By Don George | February 10, 2022

The facade of the cathedral in San Juan Chamula, Mexico

If we are very lucky, our travels sometimes bestow moments of awe, when the everyday thread of our journey unexpectedly interweaves with a deeper thread of universal truth and connection. While traveling to Mexico in January, I was lucky enough to experience one of these magical moments.

The setting was San Juan Chamula, a compact township in the mountains of the southern Mexican state of Chiapas, about 100 miles from the Guatemalan border. Indigenous Maya people compose the vast majority of the population in Chamula, and as in a number of villages throughout Chiapas, these people have found a way to merge ancient practices and beliefs with more modern symbols and settings. This was poignantly evident on our visit to the local cathedral, which is set on the main square, right in the heart of the town.

Worshippers in front of the cathedral in San Juan Chamula, Mexico

As my group walked across the broad plaza towards the centuries-old church, which was brilliantly whitewashed and had brightly painted and decorated green arches, we passed a towering green cross set in a pedestal. At first sight, this seemed like a vivid Christian cross, but then we noticed that fresh green tree branches had been tied to it. Our guide explained that this symbol actually predates the arrival of Christianity in the region: It represents the Maya Tree of Life, its roots reaching down to compose the underworld, its canopy forming the heavens, and its trunk symbolizing our everyday earthly home. This Maya-Christian mingling is called syncretism, and it has a special power in Chamula, as I was about to discover.

Continuing our approach, we saw two indigenous women who had been walking towards the entrance suddenly stop in front of the church, then turn to the east. They stared straight ahead for a few seconds, then, at the same time, both bowed low. “They’re honoring the sun before entering the church,” our guide explained.

When we stepped into the cathedral itself, another world came to life: Within the musky, age-old hush of a sacred place, sweet copal incense swirled, mottled, smoky light streamed from stained glass windows, and hundreds of candles shimmered. Statues of saints in wooden, glass-faced cabinets lined the sides of the church, and a statue of St John the Baptist was mounted at the far end of the sanctuary, but the rest of the scene was unlike any church I had ever entered before.

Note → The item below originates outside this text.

PR #132, opened 2015-04-09
Added support for RSASSA-PSS algorithms (PS256, PS384, PS512)

mark-adams:
Added support for RSASSA-PSS algorithms (PS256, PS384, PS512)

There were no pews or chairs of any kind; instead, the smooth, tiled floor was covered with a layer of slippery and aromatic pine needles. Here and there around the cavernous interior, pockets of families had cleared away the pine needles and were kneeling in small groups—some quietly singing, some chanting—on the floor. And candles flickered everywhere, in front of the statues of the saints, on tables set along the sides of the church, and in meticulous rows on the floor, placed and lit by the kneeling faithful.

Of the half-dozen groups, one in particular caught my eye. This was a three-generational family of three accompanied by a wizened, gray-haired woman whom our guide said was a healer. The healer and the grandmother were dressed in the traditional indigenous clothing of Chamula, shaggy black woolen skirts and somber shawls. The granddaughter, perhaps five years old, was dressed in a dark skirt and bright pink shawl. The middle-generation woman—mother of the child, child of the grandmother—was dressed in a shiny, formal Western-style blouse and skirt.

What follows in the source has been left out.